For the gas overhead question here, I would like to know how much extra gas it’s going to cost currently. Conceivably the overhead could be insignificant…

VIEW already seems to alleviate the problems of the origination op size limit and sharing storage burn costs.

However, constants could be nice in their own right… There is a static assurance that it’s just a constant. Loading the constant is not going to FAIL or diverge or bump the internal operation nonce counter or whatever (though it might cause gas exhaustion.) Loading the constant multiple times is going to give the same value, even in different ops (up to protocol amenders’ whims, at least.)

You can arrange for similar behavior with VIEW, but it is not statically evident. You have to know the VIEW’d contract’s view and go analyze it.

Also, constants can be content-addressable, which seems very nice to me… More on that later.

1 Like

Globals will lead to a collection of problems related to the representation and origination of contract scripts.

The familiar contract script, with parameter, storage, and code, will now be incomplete. A complete deployable contract will generally require additional data to describe the value of the globals. This problem has different facets for different tools: compilers, IDEs, clients… It might be nice to have a standard representation for a contract script together with definitions for some or all of its globals.

We must also imagine how origination of contract scripts using globals will actually work.

The draft impl, with string names for globals, seems particularly troublesome. Assigning “originated” addresses to globals (like how addresses are assigned to contracts: hash of op_hash+counter) seems somewhat better, but still problematic.

Content-addressable globals (the address is a hash of the value) seem very nice, comparatively. We can do a batch op which registers globals together with an origination which uses them. Registering a global which already exists can be a noop.
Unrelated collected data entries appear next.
PR #1484, opened 2017-02-01
Add some ipam tests

lwr20:


tests/st/ipam/test_ipam.py
```diff
@@ -0,0 +1,255 @@
...
+                    }
+        self.hosts[0].writefile("pools.yaml", yaml.dump(new_pool))
+        self.hosts[0].calicoctl("create -f pools.yaml")
+
+        for host in self.hosts:
+            workload = host.create_workload("wlda2-%s" % host.name,
+                                            image="workload",
+                                            network=self.network)
+            assert netaddr.IPAddress(workload.ip) in ipv4_subnet, \
+                "Workload IP in wrong pool. IP: %s, Pool: %s" % (workload.ip, ipv4_subnet.ipv4())
```
fasaxc: As discussed, would be great to have a check that, after removing a pool and all pods in the pool, no stale routes are present.

tests/st/ipam/test_ipam.py
```diff
@@ -0,0 +1,255 @@
...
+
+        # Tidy up workloads
+        for workload, host in workloads:
+            self.delete_workload(host, workload)
+        # Delete new pool
+        self.hosts[0].calicoctl("delete -f newpool.yaml")
+
+    @parameterized.expand([
+        # Can't use boolean values here :(
+        "False",
```
fasaxc: Do bools work in a 1-tuple: `(True,)`  (note the trailing comma)

tests/st/ipam/test_ipam.py
```diff
@@ -0,0 +1,255 @@
...
+        "True",
+    ])
+    def test_pool_wrap(self, make_static_workload_str):
+        """
+        Repeatedly create and delete workloads until the system re-assigns an IP.
+        """
+        unittest.skip("remove me")
```
fasaxc: skip left in?

tests/st/ipam/test_ipam.py
```diff
@@ -0,0 +1,255 @@
...
+                                                              "still in use!"
+
+            if new_workload.ip == original_ip:
+                # We assign pools to hosts in /26's - so 64 addresses.
+                poolsize = 64
+                # But if we're using one for a static workload, there will be one less
+                if make_static_workload:
+                    poolsize -= 1
+                assert i >= poolsize, "Original IP was re-assigned before entire host pool " \
+                                      "was cycled through.  Hit after %s times" % i
```
fasaxc: Does the IPAM assignment algorithm guarantee that it waits as long as possible before re-use?  I think it might be best-effort, might be best to check with Rob, say.

tests/st/ipam/test_ipam.py
```diff
@@ -0,0 +1,255 @@
...
+                break
+            if i > (len(ipv4_subnet) * 2):
+                assert False, "Cycled twice through pool - original IP still not assigned."
+        # Clear out any lingering workloads
+        self.delete_workload(host, new_workload)
```
fasaxc: This clean-up won't be executed if the asserts fail, you should do cleanup in tearDown

tests/st/ipam/test_ipam.py
```diff
@@ -0,0 +1,255 @@
...
+
+        # Clear up static workload
+        if make_static_workload:
+            self.delete_workload(host, static_workload)
+
+    @staticmethod
+    def create_network(host, net_name):
```
fasaxc: Feels like a good utility method to move to a base class

tests/st/ipam/test_ipam.py
lwr20: @robbrockbank ^?

lwr20: I'm tempted to say we should just check this in because it passes (reliably AFAICT) at the moment.  If it fails later, we can have the usual chat about whether its a 'real' bug or not.

tests/st/ipam/test_ipam.py
lwr20: I've added a check for the blackhole route.  Is that sufficient?

fasaxc: How about asserting that only the expected /32s are present?

lwr20: Added check for workload routes.  Howzat?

Clients can easily omit globals which were already registered, by just checking whether they already exist. We don’t need to worry about front-runners or squatters or accidental collisions or typos (unlike string names.) A contract can be originated in mockup or test chains with exactly the same script and storage as on mainnet. You never need to update the script or storage to use claimed global names or originated global addresses. It is trivial for different instances of a contract to share references to the same globals.
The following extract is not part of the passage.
PR #1485, opened 2017-02-01

robbrockbank:
glibc.

Change-Id: I290c93b5b8dedf6a621e9ee846216ac2ae8d34f1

There is still a question of how to represent a complete deployable contract. A contract script mentioning globals is still incomplete. However, its meaning is determined by its content. All that is missing is the pre-images for the global addresses mentioned.

Just making the globals content-addressable does not fully answer my two questions, and there could be satisfactory answers for other implementations. But I claim 1) string names are unacceptable, and 2) content-addressable globals should lead to easier, better answers to my questions.

1 Like

I agree with @tom on his points. I think content-addressing values offers a wide range of benefits. The only downside I can think of is that it locks us into a particular hashing scheme; however, we can always do a migration if we ever adopt a different scheme.

For representing contracts, what do we think of this:

  • Add a new globals field to the usual parameter, storage,code representation that is a list of key-value pairs.
  • Have a macro system that replaces placeholders with the hashes of their values at origination.

Another problem with hashes for addresses is that protocol migrations might rewrite the code (e.g. when some instruction is deprecated) and then either the hash needs to be rewritten too, or it will no longer actually be the hash of the value.

It seems OK to me to guarantee that the address is either the hash of the value, or the hash of an old version of the value when the value was rewritten by a protocol migration…

If we’re rewriting code, and the hash of a value changes from X to Y, couldn’t we rewrite all references of X to references of Y? The value at X would become undefined (unless you could validly construct X in the new version and someone re-originated it).

I don’t see why we couldn’t.

All, I’ve reworked the design based on the feedback here and in discussions within Nomadic and Marigold. I’ve updated the TZIP and made a new MR.